Posted by Anonymous on 12 January 2011

BSC's comment above seems tragically wide of the mark.
Prediabetes can be diagnosed with an elevated A1C level, BEFORE it is too late. The ADA guidelines state that A1C of 5.7 to 6.4 indicates prediabetes. The test is MUCH less of a hassle than the nausea inducing and time consuming glucose tolerance test. And less hassle means more people tested and helped sooner.

Posted by Anonymous on 13 January 2011

Wow. such low A1-Cs. Being below 7 seems great to a parent of a child with type one!

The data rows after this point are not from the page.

PR #1619, opened 2023-10-05
Visject: Automatic casting

Chikinsupu:
When trying to connect two node ports, which types are theoretically compatible via casting, a casting node should be added automatically in front of the target port. This mimics the behavior of Unreal for example.
image

Currently when trying to connect two ports which are compatible via casting, nothing happens. Instead a NotImplementedException gets thrown. (See before gif)

This PR implements automatically spawning a casting node when needed, setting it's type and positioning it accordingly.
This functionality enhances this PR: #1522 but is not depending on it.

Before:
BeforeCasting

After:
AfterCasting

I already did a bit of testing including Undo/Redo functionality etc.

### DIFF
--- a/Source/Editor/Surface/Archetypes/Tools.cs
+++ b/Source/Editor/Surface/Archetypes/Tools.cs
@@ -787,7 +787,7 @@ namespace FlaxEditor.Surface.Archetypes
             }
         }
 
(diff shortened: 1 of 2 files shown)


Tryibion:
Awesome!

Posted by Anonymous on 23 January 2011

I have recently learned of "pre-diabetes" and immediately was successful in dropping 20lbs. But then a friend donated a glucose test kit to my cause and I started to keep track of my glucose levels in the AM. It is rarely below 100, but rarely above 115 over 45-70 days.
But it is rarely over 125 2 hours after eating!
I am researching why this should be and have been unsuccessful on finding an answer, or consensus at what levels prediabetes exists or whether I need to be concerned. Ugh!

Posted by Anonymous on 30 January 2011

Well, in 1991, before the diagnostic cut-offs changed, I had a FBG of 138 in June and 131 in September. Clearly diagnosable by today's standards. BUT my A1c two months later was 4.8, CLEARLY non-diabetic. So which do I believe? The use of the A1c test ignores the fact that different people have different rates of glycation, and while it will catch the high glycators, it will definitely miss the low-glycators. This would be OK if low glycation meant low risk of complications, but that has never been proven. I think relying on the A1c is a HUGE mistake.